Luke 22:14-16, 24-30

This World Is Such a Small Fry to Fight Over

Jesus and his disciples are now in the “upper room” where that most holy of meals is about to be established.  But one may ask, “But it had already been established fourteen-hundred years before in the miraculous event of the Passover and deliverance of the Israelites from slavery.”  Yes, but here it is re-established and re-instituted as the Lamb of God, who was foreshadowed in the Passover lamb, was soon to fulfill all that was written in the Law and the Prophets, the Old Testament, which is all about him on every page.

And so it is fitting that Jesus says, “I have earnestly desired to eat this Passover with you before I suffer.”  Of course.  His time is at hand.  Soon it will be finished.  And here he is gathered with the men he has loved and poured his life into for three years for one last meal together.  And he adds, “For I tell you I will not eat it [again] until it is fulfilled in the Kingdom of God.”  This saying of Jesus speaks to the forward-looking aspect of the Supper.  1 Corinthians 11:26 tells us that as often as we partake of the Supper, we proclaim our Lord’s death until he comes.  Thus, the Supper teaches us to not only look back at his sacrifice, but forward to his return.

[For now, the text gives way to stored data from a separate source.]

PR #513, opened 2015-02-16
Bte09 shopping cart

magicalbanana:
@jmmastey please review.

### DIFF
--- a/shopping_cart/features/authentication/registration.feature
+++ b/shopping_cart/features/authentication/registration.feature
@@ -1,0 +1,45 @@
+Feature: Registration
+
+  Scenario: Registration is successful
+    Given I follow the registration link
+    Then I should see the registration form
+      And I should see a field for my username
+      And I should see a field for my password
+      And I should see a field for my password confirmation
+      And I should see a field for my email
+    When I fill in the username with "svajone"
+      And I fill in the password with "svajone69"
+      And I fill in the password confirmation with "svajone69"
+      And I fill in the email with "svajone@svajone.lt"
+      And click on the submit button
+    Then I should be on the dashboard page
+      And I should see a message thanking me for registering
+
+  Scenario: Registration has missing require fields
+    Given I follow the registration link
+    Then I should see the registration form
+      And I should see a field for my username
+      And I should see a field for my password
+      And I should see a field for my password confirmation
+      And I should see a field for my email
+    When I fill in the username with "svajone"
+      And I fill in the password with "svajone69"
+      And I fill in the password confirmation with "svajone69"
+      And click on the submit button
+    Then I should still be on the registration page
+      And I should see a message telling me to fill in the email
+
+  Scenario: Registration has bad data
+    Given I follow the registration link
+    Then I should see the registration form
+      And I should see a field for my username
+      And I should see a field for my password
+      And I should see a field for my password confirmation
+      And I should see a field for my email
+    When I fill in the username with "svajone"
+      And I fill in the password with "svajone69"
+      And I fill in the password confirmation with "svajone69"
+      And I fill in the email with "svajone@@@svajone.lt"
+      And click on the submit button
+    Then I should still be on the registration page
+      And I should see a message telling me that the email I entered is not valid
--- a/shopping_cart/features/shopping/checkout.feature
+++ b/shopping_cart/features/shopping/checkout.feature
@@ -1,0 +1,33 @@
+Feature: Checkout
+
+  Scenario: Checkout is successful
+    Given I am signed in
+      And The page is SSL Secured
+      And I have items in my cart
+      And I am on the shopping cart page
+    Then I should on the shopping cart page
+      And I should see the items I added
+    When I click on checkout
+    Then I should be on the checkout page
+      And I should see payment options field
+    When I click on credit card
+    Then I should see a form to entere my credit card information with valid info
+    When I complete my credit card information
+      And I click submit
+    Then I should be directed to the confirmation page
+
+  Scenario: Checkout was not successful
+    Given I am signed in
+      And The page is SSL Secured
+      And I have items in my cart
+      And I am on the shopping cart page
+    Then I should on the shopping cart page
+      And I should see the items I added
+    When I click on checkout
+    Then I should be on the checkout page
+      And I should see payment options field
+    When I click on credit card
+    Then I should see a form to entere my credit card information
+    When I complete my credit card information with invalid info
+      And I click submit
+    Then I should see a message stating my credit card is not valid
--- a/shopping_cart/features/shopping/coupon.feature
+++ b/shopping_cart/features/shopping/coupon.feature
@@ -1,0 +1,40 @@
+Feature: Coupon
+
+  Scenario: Coupon is valid
+    Given I am signed in
+      And I have items in my cart
+      And I am on the checkout page
+    Then I should be on the checkout page
+      And I should see the items I added
+      And I should see the total cost of all the items
+      And I should see a field for coupon
+    When I fiill in the coupon with "svajonelove"
+      And click on submit
+    Then I should see a message telling me my coupon was accepted
+      And I should see my price change
+
+  Scenario: Coupon is expired
+    Given I am signed in
+      And I have items in my cart
+      And I am on the checkout page
+    Then I should be on the checkout page
+      And I should see the items I added
+      And I should see the total cost of all the items
+      And I should see a field for coupon
+    When I fiill in the coupon with "svajonelovemetoo"
+      And click on submit
+    Then I should see a message telling me my coupon is expired
+      And I should see my price unchanged
+
+  Scenario: Coupon is not valid
+    Given I am signed in
+      And I have items in my cart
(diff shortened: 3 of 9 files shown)


shopping_cart/features/authentication/registration.feature
```diff
@@ -0,0 +1,45 @@
+Feature: Registration
+
+  Scenario: Registration is successful
+    Given I follow the registration link
+    Then I should see the registration form
+      And I should see a field for my username
+      And I should see a field for my password
+      And I should see a field for my password confirmation
+      And I should see a field for my email
```
djkotowski: Don't add `Then` tests before `When` actions.

These are also unnecessary, as lines 10-14 will fail if a field is missing.

shopping_cart/features/authentication/registration.feature
```diff
@@ -0,0 +1,45 @@
+Feature: Registration
+
+  Scenario: Registration is successful
```
djkotowski: This is the expected end result.  The scenario should describe what is happening to reach the expected result.

Example:  "User registers with valid information"

shopping_cart/features/authentication/registration.feature
```diff
@@ -0,0 +1,45 @@
...
+    Then I should see the registration form
+      And I should see a field for my username
+      And I should see a field for my password
+      And I should see a field for my password confirmation
+      And I should see a field for my email
+    When I fill in the username with "svajone"
+      And I fill in the password with "svajone69"
+      And I fill in the password confirmation with "svajone69"
+      And I fill in the email with "svajone@svajone.lt"
+      And click on the submit button
```
djkotowski: Lines 10-14 have a lot of knowledge about the implementation.  Business users (the intended audience) don't care exactly what field is filled with which value.  You can summarize this process in a single step.

Example:
```cucumber
When I submit valid registration information
```

shopping_cart/features/shopping/checkout.feature
```diff
@@ -0,0 +1,33 @@
+Feature: Checkout
+
+  Scenario: Checkout is successful
+    Given I am signed in
+      And The page is SSL Secured
```
djkotowski: What action occurs here?

shopping_cart/features/shopping/coupon.feature
```diff
@@ -0,0 +1,40 @@
...
+
+  Scenario: Coupon is valid
+    Given I am signed in
+      And I have items in my cart
+      And I am on the checkout page
+    Then I should be on the checkout page
+      And I should see the items I added
+      And I should see the total cost of all the items
+      And I should see a field for coupon
+    When I fiill in the coupon with "svajonelove"
```
djkotowski: Typo

shopping_cart/features/shopping/item_details.feature
```diff
@@ -0,0 +1 @@
+Feature: Item Details
```
djkotowski: Empty feature?

shopping_cart/features/shopping/search.feature
```diff
@@ -0,0 +1,28 @@
+Feature: Search Item
+
+  Scenario: My search yields matches equal to the keyword entered
+    Given I am on the shopping dashboard page
+    Then I should see a field for item search
+    When I fill the item search with "dresser"
+      And click on the submit button
+    Then I should be the search result page
+      And should be presented with items equal and equivalent to my search
```
djkotowski: In 6, you manually specify the search terms.  This step implies knowledge about the details specified in step 6.  No steps should have knowledge about other steps.

shopping_cart/features/shopping/session_cart.feature
```diff
@@ -0,0 +1,29 @@
...
+    Then I should see a flash message asking me to sign in
+      And I should see a link for signing in
+    Then I should on the sign in page
+      And I should see a field for my username
+      And I should see a field for my password
+    When I fill in the username with "svajone"
+      And I fill in the password with "svajone69"
+      And click on the submit button
+    Then I should on the shopping cart page
+      And I should see the items I added
```
djkotowski: This is an extremely complex test and should be split into multiple other tests.

As a rule, you should follow "Given, When, Then" order.

shopping_cart/features/authentication/registration.feature
```diff
@@ -0,0 +1,45 @@
...
+      And I should see a field for my email
+    When I fill in the username with "svajone"
+      And I fill in the password with "svajone69"
+      And I fill in the password confirmation with "svajone69"
+      And click on the submit button
+    Then I should still be on the registration page
+      And I should see a message telling me to fill in the email
+
+  Scenario: Registration has bad data
+    Given I follow the registration link
```
djkotowski: When you have the same `Given` step occurring with every scenario in a feature, add it as a background to the top of the feature.

```cucumber
Background:
  Given I am on the registration page
```

shopping_cart/features/authentication/registration.feature
```diff
@@ -0,0 +1,45 @@
+Feature: Registration
+
+  Scenario: Registration is successful
+    Given I follow the registration link
```
djkotowski: This implies you are already on a page with a visible registration link.  Why not just

```cucumber
Given I am on the registration page
```

shopping_cart/features/shopping/session_cart.feature
djkotowski: This step in particular also implies knowledge about previous steps and will not work as a standalone step.

djkotowski: What about cart merging scenarios?
- User account has x of item in cart
- Current user (not logged in) has y of item in cart
- Current user logs in to account
- Expect cart to have x + y of item

djkotowski:
Good job on covering a lot of scenarios here.  Your features in general have too much knowledge about your view implementation.  Try to keep the features and the implementations separate.  The step definitions are where you link the two.

Some of your steps also have too much knowledge about other steps.  By keeping your steps rather generic (e.g. `When I register with missing fields`), then this becomes a non-issue.

Your scenarios are also too complex.  By following a simple `Given`, `When`, `Then` order, you ensure they don't get too convoluted.  When you have a complex structure in your scenario, it's usually a sign that the scenario has unnecessary tests *or* could be split into multiple steps.

Take a look at the comments, refactor, and resubmit.  Feel free to ask me any questions you might have.

shopping_cart/features/shopping/checkout.feature
magicalbanana: Did not do this, but it is standard to check when dealing with payments.

shopping_cart/features/shopping/item_details.feature
magicalbanana: Yeah, forgot about this one. Realized too much testing already.

shopping_cart/features/shopping/checkout.feature
djkotowski: In that case, it would be a separate scenario.  All tests should be in `Then` statements.  `Given` and `When` statements are reserved for actions.

shopping_cart/features/shopping/session_cart.feature
magicalbanana: Misundertstoosd the requirements, but yeah I could add that easily as when I approached this test that was what I had in mind, similar to Amazon's cart feature.

And yeah, at first glance it looks complex but in the real world this would be moved to a test harness, I wanted to write the harness but decided to lay it out here instead.

And the Given, When, Then is not really a standard format as in reality it does not matter what I put infront of my test. When I write my feature test, I follow the purpose of Given (Which is the state which the state should be in), When (the key event) and Then (the observable).

shopping_cart/features/authentication/registration.feature
magicalbanana: True, I am familiar with backgorund/background outline. But since I always do red-green-refactor-green, I did not set it up as such. But ideally, like I said before, I would actually move all the fillins or whatnot in a harness and include them in the test itself.

shopping_cart/features/authentication/registration.feature
magicalbanana: Because of how I named my feature. I also want to test the functionality of my links, just because the test is for registration I want to step through the zero steps till completion.

shopping_cart/features/authentication/registration.feature
magicalbanana: Please refer to my comment regarding Given, When, Then.

But my concept here is I want to make sure the fields are existent, ideally I would move this all to a harness to limit the number of lines I have written. 

There's a logic as to why I need to look at the fields prior because in the event that the page loads slow or the driver is not fast enough, you would have issues with the fill in methods.

shopping_cart/features/shopping/coupon.feature
magicalbanana: True. :dancer:

shopping_cart/features/authentication/registration.feature
djkotowski: In that case, why not test the links separately?  `Given` statements tend to be worded to reflect the current state rather than actions.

As I am following A. T. Robertson’s rendition of the events, the next passage that comes relates the dispute among the disciples about which of them was the greatest.  It seems so out of character with that most holy institution that I like to think, like Robertson, that this dispute arose before the Supper rather than after.  We’ve seen this before (9:46-48; Mark 9:33-37).  This time Jesus compares such struggles with the Gentiles (i.e., pagans) who lord it over one another.  Jesus’ disciples are to be servants, not masters.  And when they are masters, they are still to be servant-leaders.

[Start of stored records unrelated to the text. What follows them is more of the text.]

PR #514, opened 2015-02-16
Showmetheweather

arrubin:
I am looking for some initial feedback before I refactor further.


event_system/showmetheweather/app/assets/javascripts/application.js
```diff
@@ -0,0 +1,16 @@
+// This is a manifest file that'll be compiled into application.js, which will include all the files
+// listed below.
+//
+// Any JavaScript/Coffee file within this directory, lib/assets/javascripts, vendor/assets/javascripts,
+// or any plugin's vendor/assets/javascripts directory can be referenced here using a relative path.
+//
+// It's not advisable to add code directly here, but if you do, it'll appear at the bottom of the
+// compiled file.
+//
+// Read Sprockets README (https://github.com/sstephenson/sprockets#sprockets-directives) for details
```
jmmastey: These are a pain sometimes, but once the files are generated and checked into your codebase, they're yours to fix. You may want to truncate or remove the lines entirely as appropriate.

event_system/showmetheweather/app/assets/javascripts/forecasts.coffee
```diff
@@ -0,0 +1,3 @@
+# Place all the behaviors and hooks related to the matching controller here.
+# All this logic will automatically be available in application.js.
+# You can use CoffeeScript in this file: http://coffeescript.org/
```
jmmastey: Delete unused files.

event_system/showmetheweather/app/assets/stylesheets/application.scss
```diff
@@ -0,0 +1,16 @@
+@import "bootstrap-sprockets";
+@import "bootstrap";
+
+#search_form {
+  text-align: center;
+}
+
+#forecast {
```
jmmastey: This is a new one. Huh. I'm not really buying it, let me see how to turn off this particular warning.

event_system/showmetheweather/app/controllers/forecasts_controller.rb
```diff
@@ -0,0 +1,25 @@
...
+      redirect_to action: "show", zip_code: current_user.zip_code
+    end
+  end
+
+  def search
+    unless params[:forecast][:zip_code] =~ /^\d{5}$/
+      flash[:danger] = "Invalid ZIP code"
+      redirect_to action: "index"
+      return
+    end
```
jmmastey: This is possibly better off as a `before_filter` or at least abstracted into another method. Not a big deal either way, though.

event_system/showmetheweather/app/controllers/forecasts_controller.rb
```diff
@@ -0,0 +1,25 @@
...
+    redirect_to action: "show", zip_code: params[:forecast][:zip_code]
+  end
+
+  def show
+    @forecast = Forecast.recent(params[:zip_code]).last ||
+      Forecast.retrieve(params[:zip_code])
```
jmmastey: I'd prefer to see this select-or-fetch behavior wrapped within the Forecast object. There's no reason why the controller should understand those cache semantics, as opposed to some other class (like the model)

event_system/showmetheweather/app/controllers/forecasts_controller.rb
```diff
@@ -0,0 +1,25 @@
...
+    respond_to do |format|
+      format.html
+      format.json { render json: @forecast.to_json }
+    end
```
jmmastey: You may be able to use `respond_with` here, which would remove the whole respond block.

event_system/showmetheweather/app/models/forecast.rb
```diff
@@ -0,0 +1,59 @@
+require "nws/rest_service"
+
+class Forecast < ActiveRecord::Base
+  has_many :periods, -> { order "start ASC" }, dependent: :destroy
+  scope :recent, (lambda do |zip_code|
+    includes(periods: :predictions)
+      .where(zip_code: zip_code)
+      .where(["created_at > ?", 12.hours.ago])
```
jmmastey: I don't think these array brackets are necessary, are they?

event_system/showmetheweather/app/models/forecast.rb
```diff
@@ -0,0 +1,59 @@
...
+
+  def prediction_for_period(prediction_label, period_name)
+    period = periods.find { |p| p.name == period_name }
+    return "--" unless period
+    prediction = period.predictions.find do |p|
+      p.label == prediction_label
+    end
+    return "--" if prediction.nil? || prediction.value.empty?
+    prediction.value
+  end
```
jmmastey: Overall, this method is a bit too complex. Can you split it into a few smaller private methods?

event_system/showmetheweather/app/models/forecast.rb
```diff
@@ -0,0 +1,59 @@
...
+                 include: { predictions: { only: [:label, :value] } } },
+    }
+    super(options)
+  end
+
+  private
+
+  def self.retrieve_forecast(zip_code)
+    NWS::RestService.forecast_by_zip_code(zip_code, days: 7)
+  end
```
jmmastey: Nice. I dig this. Fwiw, it's not _actually_ private if it's a class method.

event_system/showmetheweather/app/models/forecast.rb
```diff
@@ -0,0 +1,59 @@
...
+  def self.store_forecast(forecast)
+    new_forecast = nil
+    ActiveRecord::Base.transaction do
+      new_forecast = Forecast.create!(zip_code: forecast.zip_code)
+      forecast.periods.each_pair do |name, attributes|
+        store_period(new_forecast, name, attributes)
+      end
+    end
+    new_forecast
+  end
```
jmmastey: So the return value of a transaction is similar to a method (it returns the last value from the transaction), so would this be a possible refactor?

```
def self.store_forecast(forecast_data)
  ActiveRecord::Base.transaction do
    Forecast.create!(zip_code: forecast_data.zip_code).tap do |forecast|
      forecast_data.periods.each_pair do |name, attributes|
         store_period(forecast, name, attributes)
      end
    end
end
```

Even still the nesting is a little deep, but it seems more readable to me.

event_system/showmetheweather/app/views/devise/mailer/confirmation_instructions.html.erb
```diff
@@ -0,0 +1,5 @@
+<p>Welcome <%= @email %>!</p>
+
+<p>You can confirm your account email through the link below:</p>
+
+<p><%= link_to 'Confirm my account', confirmation_url(@resource, confirmation_token: @token) %></p>
```
jmmastey: I generally avoid generating the devise views, because now you have to manage them and upgrade them when devise changes. If you don't need to modify this email, just remove it from source control.

event_system/showmetheweather/app/views/devise/passwords/edit.html.erb
```diff
@@ -0,0 +1,22 @@
...
+    <%= f.label :password_confirmation, "Confirm new password" %><br />
+    <%= f.password_field :password_confirmation, autocomplete: "off" %>
+  </div>
+
+  <div class="actions">
+    <%= f.submit "Change my password" %>
+  </div>
+<% end %>
+
+<%= render "devise/shared/links" %>
```
jmmastey: Same here as with other devise files. If not changed, don't keep them.

As a side note, a huge chunk of your app appears to currently comprise of default devise views :D

event_system/showmetheweather/app/views/forecasts/show.html.erb
```diff
@@ -0,0 +1,81 @@
+<div id="forecast">
+  <div class="row">
+    <div class="col-xs-12">
+      <h1>Forecast for <%= @forecast.zip_code %></h1>
+    </div>
+  </div>
+  <div class="row">
+    <div class="col-xs-2">&nbsp;</div>
```
jmmastey: `&nbsp;` is a frontend anti-pattern. try to remove it, let me know if you need suggestions.

event_system/showmetheweather/app/views/forecasts/show.html.erb
```diff
@@ -0,0 +1,81 @@
...
+    </div>
+    <div class="col-xs-2" id="<%= tonight_name.parameterize + "-low" %>">
+      <h2><%= @forecast.prediction_for_period("Low Temperature", tonight_name) %></h2> low
+    </div>
+    <div class="col-xs-2" id="<%= tonight_name.parameterize + "-precip" %>">
+      <h2><%= @forecast.prediction_for_period("Chance of Precipitation", tonight_name) %>%</h2> chance of precipitation
+    </div>
+    <div class="col-xs-2">&nbsp;</div>
+  </div>
+  <br />
```
jmmastey: `<br />` is also an antipattern, same as `&nbsp;`

event_system/showmetheweather/app/views/forecasts/show.html.erb
```diff
@@ -0,0 +1,81 @@
...
+  <table class="table table-striped" id="week-forecast">
```
jmmastey: This view has gotten pretty large at by the time I get to this code. Can you split this stuff into partials?

event_system/showmetheweather/config/initializers/inflections.rb
```diff
@@ -0,0 +1,16 @@
...
+#   inflect.plural /^(ox)$/i, '\1en'
+#   inflect.singular /^(ox)en/i, '\1'
+#   inflect.irregular 'person', 'people'
+#   inflect.uncountable %w( fish sheep )
+# end
+
+# These inflection rules are supported but not enabled by default:
+# ActiveSupport::Inflector.inflections(:en) do |inflect|
+#   inflect.acronym 'RESTful'
+# end
```
jmmastey: Delete unused files.

event_system/showmetheweather/config/routes.rb
```diff
@@ -0,0 +1,7 @@
+Rails.application.routes.draw do
+  devise_for :users
+  root 'forecasts#index'
+  get 'forecasts/index'
+  post 'forecasts/search'
+  get 'forecasts/show/:zip_code', to: 'forecasts#show', as: 'forecasts_show'
+end
```
jmmastey: Overall, I tend to prefer a `resource` style declaration, but this is probably honestly a better fit for this particular usage. Still, you could move towards `get forecasts/:zip_code` as a resourceful route, for instance, and improve clarity.

event_system/showmetheweather/db/migrate/20150202211602_create_periods.rb
```diff
@@ -0,0 +1,13 @@
+class CreatePeriods < ActiveRecord::Migration
+  def change
+    create_table :periods do |t|
+      t.string :name
+      t.datetime :start
+      t.datetime :end
```
jmmastey: Are these fields nullable? It's probably worth declaring `null: false` to enforce consistency.

event_system/showmetheweather/db/migrate/20150211234148_add_zip_code_to_users.rb
```diff
@@ -0,0 +1,5 @@
+class AddZipCodeToUsers < ActiveRecord::Migration
+  def change
+    add_column :users, :zip_code, :string
```
jmmastey: Smart keeping it as a string.

event_system/showmetheweather/features/email_me_the_weather.feature
```diff
@@ -0,0 +1,20 @@
+Feature: email me the weather
+
+  As a user
+  I would like to have the weather emailed to me
+  So that I do not have to visit the site each day
+
+  Scenario: sign up
+    Given I am not signed in 
+    When I sign up 
+    Then I see that I am signed in
```
jmmastey: This scenario is probably not salient to the "email me the weather" feature. The very last test is, though. Generally speaking, this test and the second one are more properly features of devise, which makes them not-terribly-useful tests.

event_system/showmetheweather/features/show_me_the_weather.feature
```diff
@@ -0,0 +1,17 @@
+Feature: show me the weather
+
+  As a human
+  I would like to see a weather forecast
+  So that I can protect my fragile meatbag with the appropriate clothing
```
jmmastey: Smart move.

event_system/showmetheweather/features/show_me_the_weather.feature
```diff
@@ -0,0 +1,17 @@
...
+
+  Scenario: weather forecast is shown for zip code
```
jmmastey: Capitalize the first word of a scenario.

event_system/showmetheweather/features/show_me_the_weather.feature
```diff
@@ -0,0 +1,17 @@
...
+    Given I have navigated to the site
+    When I enter my zip code
+    Then I see today's weather forecast
+    And I see tonight's weather forecast
+    And I see the week's weather forecast
```
jmmastey: These are good test specifications, btw.

event_system/showmetheweather/features/show_me_the_weather.feature
```diff
@@ -0,0 +1,17 @@
...
+
+  Scenario: error is shown for invalid zip code
+    Given I have navigated to the site
+    When I enter an invalid zip code
+    Then I see an error
```
jmmastey: This one might be a little more specific? What kind of error, maybe? What page I'm on afterward?

event_system/showmetheweather/features/step_definitions/email_steps.rb
```diff
@@ -0,0 +1,22 @@
+Given(/^I have a user account$/) do
+  @user = FactoryGirl.create(:user)
+end
+
+When(/^the daily email forecast is sent to me$/) do
+  forecast = Forecast.find_by(zip_code: @user.zip_code)
+  ForecastMailer.daily_email(forecast, @user).deliver_now
```
jmmastey: This may verge on a tautological test. The most valuable part of the test is that you get the right zip code worth of weather, but you've manually specified the "correct" zip here. The code that sends daily emails should probably be in a class, and that class should test the wiring of the user to the zip.

event_system/showmetheweather/features/step_definitions/email_steps.rb
```diff
@@ -0,0 +1,22 @@
...
+  expect(body).to have_css("#forecast")
+  expect(body.find("#forecast")).to have_content("Today")
+  expect(body.find("#forecast")).to have_content("Tonight")
+  expect(body.find("#forecast")).to have_content("100")
+  expect(body.find("#forecast")).to have_content("75")
+  expect(body.find("#forecast")).to have_content("50%")
+  expect(body.find("#forecast")).to have_content("25%")
+  expect(body.find("#forecast")).to have_content("Mostly Sunny")
+  expect(body.find("#forecast")).to have_content("Mostly Cloudy")
+end
```
jmmastey: I believe strongly that there's a method call that lets you scope into `#forecast`. Looking for it. Try...

```
within("#forecast") do
  expect(page).to have_content("Today")
end
```

Also, the very first assertion is redundant since the other ones will only succeed if `#forecast` exists.

event_system/showmetheweather/features/step_definitions/web_steps.rb
```diff
@@ -0,0 +1,75 @@
...
+When(/^I enter my zip code$/) do
+  fill_in "forecast[zip_code]", :with => "60606"
+  click_button "Show Me The Weather!"
+end
+
+Then(/^I see today's weather forecast$/) do
+  expect(find("#forecast")).to have_content("Today")
+  expect(find("#today-high")).to have_content("100")
+  expect(find("#today-precip")).to have_content("50%")
+  expect(find("#today-conditions")).to have_content("Mostly Sunny")
```
jmmastey: Fwiw, these are probably more appropriate as classes than IDs. Very few elements on a page actually deserve an ID, as they jack up the CSS specificity rules really badly.

event_system/showmetheweather/features/step_definitions/web_steps.rb
```diff
@@ -0,0 +1,75 @@
...
+  visit edit_user_registration_path
+  fill_in "ZIP code", with: "90210"
+  fill_in "Current password", with: "abcd1234"
+  click_button "Update"
+end
+
+Then(/^my profile is updated$/) do
+  visit edit_user_registration_path
+  expect(find("#user_zip_code").value).to eq("90210")
+end
```
jmmastey: Typically, try to organize your step definition files to put all `Given` up top, then `When`, and `Then`.

event_system/showmetheweather/features/support/hooks.rb
```diff
@@ -0,0 +1,4 @@
+Before do
+  FactoryGirl.create(:forecast)
+  FactoryGirl.create(:another_forecast)
+end
```
jmmastey: Why? This probably belongs in a `Given` step, which can be invoked as a `Background: Given there are forecasts`

event_system/showmetheweather/lib/nws/dwml_parser.rb
```diff
@@ -0,0 +1,87 @@
+require "nokogiri"
+
+module NWS
+  class DWMLParser
+    def initialize(xml)
+      @forecast = Nokogiri::XML(xml)
```
jmmastey: Whenever I see XML in code review I take a deep breath, thanks for coping with that shit :D

event_system/showmetheweather/lib/nws/dwml_parser.rb
```diff
@@ -0,0 +1,87 @@
...
+    def time_layouts
+      return @time_layouts if @time_layouts
+
+      time_layouts = {}
+      @forecast.xpath("//time-layout").each do |time_layout_element|
+        key = time_layout_element.at_xpath("layout-key").text
+        start_times = time_layout_element.xpath("start-valid-time")
+        end_times = time_layout_element.xpath("end-valid-time")
+        periods = []
+        start_times.each_with_index do |start_time, i|
```
jmmastey: This probably deserves an `each_with_object`, and possibly its own method. Since we're dealing with XML there's always a bit of a mess, but I'd say this method is slightly too large.

event_system/showmetheweather/lib/nws/dwml_parser.rb
```diff
@@ -0,0 +1,87 @@
...
+      parse_values("//temperature[@type='maximum']", "High Temperature")
+    end
+
+    def parse_low_temps
+      parse_values("//temperature[@type='minimum']", "Low Temperature")
+    end
+
+    def parse_precipitation
+      parse_values("//probability-of-precipitation", "Chance of Precipitation") 
+    end
```
jmmastey: These are queries, not commands. Probably deserve a noun name.

event_system/showmetheweather/lib/nws/rest_service.rb
```diff
@@ -0,0 +1,44 @@
+require "nws/forecast"
+require "nws/dwml_parser"
+require "uri"
+require "open-uri"
+
+module NWS
+  class RestService
+    SERVICE_HOST = "graphical.weather.gov"
+    SERVICE_PATH = "/xml/sample_products/browser_interface/ndfdBrowserClientByDay.php"
```
jmmastey: This stuff should probably move into app configuration somewhere.

event_system/showmetheweather/lib/nws/rest_service.rb
```diff
@@ -0,0 +1,44 @@
...
+
+    private
+
+    def self.retrieve_forecast(zip_code, days)
+      uri = build_uri({
+        "zipCodeList" => zip_code,
+        "format" => "12 hourly",
+        "startDate" => Time.new.strftime("%Y-%m-%d"),
+        "numDays" => days,
+        "Unit" => "e"
```
jmmastey: Good old `"Unit" => "e"`. ;) Not your fault, not yours to change, but man fuck APIs...

event_system/showmetheweather/spec/controllers/forecasts_controller_spec.rb
```diff
@@ -0,0 +1,12 @@
...
+RSpec.describe ForecastsController, :type => :controller do
+
+  describe "GET index" do
+    it "returns http success" do
+      get :index
+      expect(response).to have_http_status(:success)
+    end
+  end
+
+end
```
jmmastey: Is this the default generated test? It doesn't seem like a very useful test and probably retreads your integration tests. Delete or expand it.

event_system/showmetheweather/spec/factories/forecast.rb
```diff
@@ -0,0 +1,17 @@
...
+  end
+
+  factory :another_forecast, class: "Forecast" do
+    zip_code "90210"
+    after(:create) do |forecast|
+      create(:period_today, forecast: forecast)
+      create(:period_tonight, forecast: forecast)
+    end
+  end
+end
```
jmmastey: Usually you should leave your factories general. For this case, for example, when you currently invoke `FactoryGirl.create(:another_forecast)`, you could just do `FactoryGirl.create(:forecast, zip_code: "90210")`, which prevents the factories from needing to understand the exigencies of the test suite.

event_system/showmetheweather/spec/factories/period.rb
```diff
@@ -0,0 +1,23 @@
...
+    name "Tonight"
+    start "2015-02-02T18:00:00-06:00"
+    self.end "2015-02-03T06:00:00-06:00"
+    after(:create) do |period|
+      create(:prediction_low_temp, period: period)
+      create(:prediction_precipitation_25, period: period)
+      create(:prediction_conditions_cloudy, period: period)
+    end
+  end
+end
```
jmmastey: As an alternative strategy, try:

```
factory :period do
  name "etc"
  ...

  trait :for_today do
    name "Today"
    start "whatever"
  end
end
```

Then your invocation is `create(:period, :for_today)`, which is more predictable for other developers. To see no factory named `:period` is somewhat surprising if you're factory-ing `Period` objects.

event_system/showmetheweather/spec/helpers/forecasts_helper_spec.rb
```diff
@@ -0,0 +1,15 @@
...
+# describe ForecastsHelper do
+#   describe "string concat" do
+#     it "concats two strings with spaces" do
+#       expect(helper.concat_strings("this","that")).to eq("this that")
+#     end
+#   end
+# end
+RSpec.describe ForecastsHelper, :type => :helper do
+  skip
+end
```
jmmastey: Delete unused files.

event_system/showmetheweather/spec/nws/forecast_spec.rb
```diff
@@ -0,0 +1,20 @@
...
+      end
+      
+      context "when the fields of two forecast objects are not the same" do
+        it "returns false" do
+          expect(Forecast.new("90210", {})).not_to eq(Forecast.new("60606", {}))
+        end
+      end
+    end
+  end
+end
```
jmmastey: This never tests the period matching. It's probably not as important, but it _is_ more likely to break (with recursive `==` matching and such, especially since hashes are ordered and different orders probably don't match correctly).

jmmastey:
Hey, added some notes, but this is really solid. There's nothing significantly missing or misplaced. Take a look at the suggestions, let me know if any are wrong or unclear, and move on. Also come talk to me about joining a team :)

But it’s what he says afterwards that strikes me.  He tells them that they had been with him through all of his trials, AND that they would be assigned a Kingdom where they would eat and drink at Jesus’ table and reign with him.  So the question comes: Why are you discussing such matters as who the greatest is in this earthly realm?  Pagans fight over this world because it’s all they have.  Unbelievers must make earth a heaven because they care not for the real one.  And their heaven is centered around their own selfish desires no matter how noble they make them sound.  Christians refuse to fight over the things of this world; after all, they’re so insignificant compared to the Kingdom which we shall one day rule at the side of our Lord.  Let the pagans rule over this kingdom under Satan (Ephesians 2:2).  We’ll follow Christ.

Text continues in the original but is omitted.